A new scientific paper, titled “Dichotomy in the definition of prescriptive information suggests both prescribed data and prescribed algorithms: biosemiotics applications in genomic systems,” seeks to study functional information in biological systems.
As we’ve discussed before, the concept of “Shannon information” does not distinguish between functional information and non-functional information and, for this reason, it is not always useful as a measure of biological information. As a result, many theorists have suggested developing methods for measuring biological information that take into account the function of the sequence. There have been a variety of terms employed for measuring functional biological information — complex and specified information (CSI), prescriptive information (PI), or Functional Sequence Complexity (FSC). The paper states:
Biological information frequently manifests its “meaning” through instruction or actual production of formal bio-function. Such information is called Prescriptive Information (PI). PI programs organize and execute a prescribed set of choices. Closer examination of this term in cellular systems has led to a dichotomy in its definition suggesting both prescribed data and prescribed algorithms are constituents of PI. This paper looks at this dichotomy as expressed in both the genetic code and in the central dogma of protein synthesis. An example of a genetic algorithm is modeled after the ribosome, and an examination of the protein synthesis process is used to differentiate PI data from PI algorithms.
(David J. D’Onofrio, David L. Abel, and Donald E. Johnson, “Dichotomy in the definition of prescriptive information suggests both prescribed data and prescribed algorithms: biosemiotics applications in genomic systems,” Theoretical Biology and Medical Modelling, Vol. 9:8 (2012).)
They are not the only ones to recognize the need to measure biological information in terms of its function. In 2003, Nobel Prize-winning origin-of-life researcher Jack Szostak wrote a review article in Nature lamenting that the problem with “classical information theory” is that it “does not consider the meaning of a message” and instead defines information “as simply that required to specify, store or transmit the string.” According to Szostak, “a new measure of information — functional information — is required” in order to take account of the ability of a given protein sequence to perform a given function. In 2007 Szostak co-published a paper in Proceedings of the National Academy of Sciences, with Robert Hazen and other scientists, furthering these arguments. Criticizing those who insist on measuring biological complexity using the outmoded tools of Shannon information, the authors wrote, “A complexity metric is of little utility unless its conceptual framework and predictive power result in a deeper understanding of the behavior of complex systems.” Thus they “propose to measure the complexity of a system in terms of functional information, the information required to encode a specific function.”

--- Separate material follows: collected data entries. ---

PR #622, opened 2025-08-14
fixed song list update issue

Arjunkvl:
The initial seach worked fine but after that the 'song' Listview wasnt updating it was because the list was similar and flutter coudn't recognise any change. I added a 'key' field in Listview.builder which solved the issue.

i hope you will have a look.

### DIFF
--- a/.gitignore
+++ b/.gitignore
@@ -8,6 +8,7 @@
 .buildlog/
 .history
 .svn/
+.fvm/
 
 # IntelliJ related
 *.iml
--- a/lib/screens/search_page.dart
+++ b/lib/screens/search_page.dart
@@ -96,7 +96,6 @@ class _SearchPageState extends State<SearchPage> {
     if (_fetchingSongs.value) {
       _fetchingSongs.value = false;
     }
-
     setState(() {});
   }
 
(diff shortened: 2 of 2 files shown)


gokadzev:
Ios, macos, linux platform folders should be removed. Also last time I checked it was not only list visibility issue but also API issue, it was throwing redirection loop detected or something like that. Does it perform 3-5 searches without any problem?

4rjxn:
I have removed the folders. For me only the first search worked then the song part dosent change. But albums and playlist worked fine.

4rjxn:
Do I also need to remove the .gitignore file.

I don't know much about PR this is my first one  😄.

dust63:
> Ios, macos, linux platform folders should be removed. Also last time I checked it was not only list visibility issue but also API issue, it was throwing redirection loop detected or something like that. Does it perform 3-5 searches without any problem?

I'm new user, and on first usage I have the bug too.

Step 1: make the search with one title
Step 2: make a new search with another one title
The result still display first search result.
Step 3: make a search with empty string. The result now is empty.
Step 4: make a search again and the result now is ok.

4rjxn:
Exactly this was the bug I had.
and I solved it with key `key:` argument

gokadzev:
> Exactly this was the bug I had. and I solved it with key `key:` argument

It was not completely UI state update problem as I said, so I'm working on different approach that will be pushed in several minutes along with new release build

This new paper in Theoretical Biology and Medical Modelling suggests taking much the same approach, looking specifically at how the ribosome handles information. According to the paper:
In our view the ribosome is a machine that executes a sequence of discrete instructions operating upon a set of arbitrary discrete codon packages (PI data) producing a protein product as its output. The machine can produce any variation of protein product by simply changing the syntax of both the tRNA (anti-codon/amino acid map) and the DNA codons.
The authors argue that the ribosome uses an “algorithm” to create proteins:
An operational analysis of the ribosome has revealed that this molecular machine with all of its parts follows an order of operations to produce a protein product. This order of operations has been detailed in a step-by-step process that has been observed to be self-executable. The ribosome operation has been proposed to be algorithmic (Ralgorithm) because it has been shown to contain a step-by-step process flow allowing for decision control, iterative branching and halting capability. The R-algorithm contains logical structures of linear sequencing, branch and conditional control. All of these features at a minimum meet the definition of an algorithm and when combined with the data from the mRNA, satisfy the rule that Algorithm = data + control. Remembering that mere constraints cannot serve as bona fide formal controls, we therefore conclude that the ribosome is a physical instantiation of an algorithm.
This algorithm is instantiated via a “programming language”:
There is a synergy between the machinery of the ribosome and its coherence with the language context of the DNA/RNA environment, reinforcing the prescribed algorithmic operations of the ribosome. There is no known physicodynamic cause for the codon to tRNA translation scheme. Since all genes can be modeled using rules (be they grammar or logical) rather than physicodynamic determinism, we inductively assert that the operation and organization of the genome operate under the influence of a programming language. The genome can be considered as a collective ensemble of instructions and data. Portions of the DNA sequences are algorithmic instantiations. This is evidenced for example, by pre-initiation, enhancer and promoter regions, lincRNA’s, siRNA’s and a host of other instructive sequences, that collectively instruct direct functionality such as gene regulation. In addition to the instruction constructs, the genome is also composed of data in the form of codons. This results in mature mRNAs that are handled as data by other processors (ribosome) which are executing their own algorithms. In other words there are “multiple programming languages” in the cell.
And what, in our experience, generates programming languages?